[Stored data]

PR #696, opened 2026-08-17
feat(task): merge-unverified reads back the closes the merge gate could not check (DIVE-3526)

lodar:
## The stamp had no consumer

DIVE-1935 taught the mandatory auto-detect merge gate to say so when its repo scan cannot complete: it warns, writes a `task.merge-gate-unverified` row to the audit log, and lets the close proceed. Fail-open stays — DIVE-1830 refused fail-CLOSED for blast radius and that is still the right refusal, so **this change does not touch the gate's shape at all.**

All of that is firing. **196 stamped rows in `agent-audit.log` on 2026-08-17**, every recent one `reason=partial-repo-scan-7-of-11`. Nothing ever read them back. DIVE-3300 closed 2026-08-12 with the stamp and nobody re-derived it for five days. A record that is written and never read is a receipt, not a control.

`5dive task merge-unverified [--limit=N] [--since=<Nd|Nh>] [--json]` is the reader. Read-only: it reports, it never reopens a row and it never touches the gate.

## Why `merge-audit` could not have covered this

Not a limit you can raise. That sweep is **text-driven** — it resolves PR references found in a done row's own `delivery_ref`/`result`/`body`. The auto-detect gate runs *only* when the row declared no binding at all, so the typical stamped row **names no PR anywhere in its text** and hands `merge-audit` exactly zero references to resolve. DIVE-3300 is that shape: its result names a patch file and no pull request.

This sweep is keyed on the stamped **ident** instead, and re-runs the gate's own open-PR-by-ident predicate.

## What it found on the live board

```
DIVE-3214  2026-08-11T04:12:57  OPEN-PR  lodar/5dive-api #88 still OPEN — "ops-digest: repoint the readers DIVE-3214 moved…"
DIVE-2675  2026-08-04T14:28:26  OPEN-PR  lodar/5dive-api #60 still OPEN — "DIVE-2675: the attestation names the commit it exercised…"
OK — merge-unverified: 141 stamped close(s) re-derived across 11/11 repos — 2 still carry an OPEN PR
     (133 clean, 0 unconfirmed, 0 reopened, 6 row-missing; 0 unparseable log line(s) skipped)   [8.9s]
```

Both verified independently of this code path (`gh pr view`, `5dive task show`): both rows are `status=done` with `delivery_ref = absent` — exactly the no-binding shape the auto-detect gate covers — and both PRs are OPEN today.

**The two are different cases and the diff does not conflate them.** PR #60 was opened 23 minutes *before* DIVE-2675 closed: the gate would have caught it with full repo coverage, and that is the defect class squarely. PR #88 was opened 11 hours *after* DIVE-3214 closed, so no gate could have caught it — only a re-derivation finds that one. The sweep is deliberately a wider net than the gate, and both are worth a human's eye.

## Design notes

- **The scan is inverted, so cost is per-repo not per-ident.** Asking one ident of every repo is 11 × 196 calls here and the sweep would be unrunnable. Each repo's open PRs are listed **once** and every ident is matched in memory: 11 calls whatever the backlog (8.9s over the full 141). The match is the gate's, character for character — ident at word boundaries, case-insensitive, **title and headRefName only, never the body**, so a "follow-up to DIVE-N" mention cannot raise a finding (DIVE-1835).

**EXERCISE DESCRIPTION:**
Copy each entry above exactly, leaving nothing out.

**ANSWER TO THIS TASK:**
PR #696, opened 2026-08-17
feat(task): merge-unverified reads back the closes the merge gate could not check (DIVE-3526)

lodar:
## The stamp had no consumer

DIVE-1935 taught the mandatory auto-detect merge gate to say so when its repo scan cannot complete: it warns, writes a `task.merge-gate-unverified` row to the audit log, and lets the close proceed. Fail-open stays — DIVE-1830 refused fail-CLOSED for blast radius and that is still the right refusal, so **this change does not touch the gate's shape at all.**

All of that is firing. **196 stamped rows in `agent-audit.log` on 2026-08-17**, every recent one `reason=partial-repo-scan-7-of-11`. Nothing ever read them back. DIVE-3300 closed 2026-08-12 with the stamp and nobody re-derived it for five days. A record that is written and never read is a receipt, not a control.

`5dive task merge-unverified [--limit=N] [--since=<Nd|Nh>] [--json]` is the reader. Read-only: it reports, it never reopens a row and it never touches the gate.

## Why `merge-audit` could not have covered this

Not a limit you can raise. That sweep is **text-driven** — it resolves PR references found in a done row's own `delivery_ref`/`result`/`body`. The auto-detect gate runs *only* when the row declared no binding at all, so the typical stamped row **names no PR anywhere in its text** and hands `merge-audit` exactly zero references to resolve. DIVE-3300 is that shape: its result names a patch file and no pull request.

This sweep is keyed on the stamped **ident** instead, and re-runs the gate's own open-PR-by-ident predicate.

## What it found on the live board

```
DIVE-3214  2026-08-11T04:12:57  OPEN-PR  lodar/5dive-api #88 still OPEN — "ops-digest: repoint the readers DIVE-3214 moved…"
DIVE-2675  2026-08-04T14:28:26  OPEN-PR  lodar/5dive-api #60 still OPEN — "DIVE-2675: the attestation names the commit it exercised…"
OK — merge-unverified: 141 stamped close(s) re-derived across 11/11 repos — 2 still carry an OPEN PR
     (133 clean, 0 unconfirmed, 0 reopened, 6 row-missing; 0 unparseable log line(s) skipped)   [8.9s]
```

Both verified independently of this code path (`gh pr view`, `5dive task show`): both rows are `status=done` with `delivery_ref = absent` — exactly the no-binding shape the auto-detect gate covers — and both PRs are OPEN today.

**The two are different cases and the diff does not conflate them.** PR #60 was opened 23 minutes *before* DIVE-2675 closed: the gate would have caught it with full repo coverage, and that is the defect class squarely. PR #88 was opened 11 hours *after* DIVE-3214 closed, so no gate could have caught it — only a re-derivation finds that one. The sweep is deliberately a wider net than the gate, and both are worth a human's eye.

## Design notes

- **The scan is inverted, so cost is per-repo not per-ident.** Asking one ident of every repo is 11 × 196 calls here and the sweep would be unrunnable. Each repo's open PRs are listed **once** and every ident is matched in memory: 11 calls whatever the backlog (8.9s over the full 141). The match is the gate's, character for character — ident at word boundaries, case-insensitive, **title and headRefName only, never the body**, so a "follow-up to DIVE-N" mention cannot raise a finding (DIVE-1835).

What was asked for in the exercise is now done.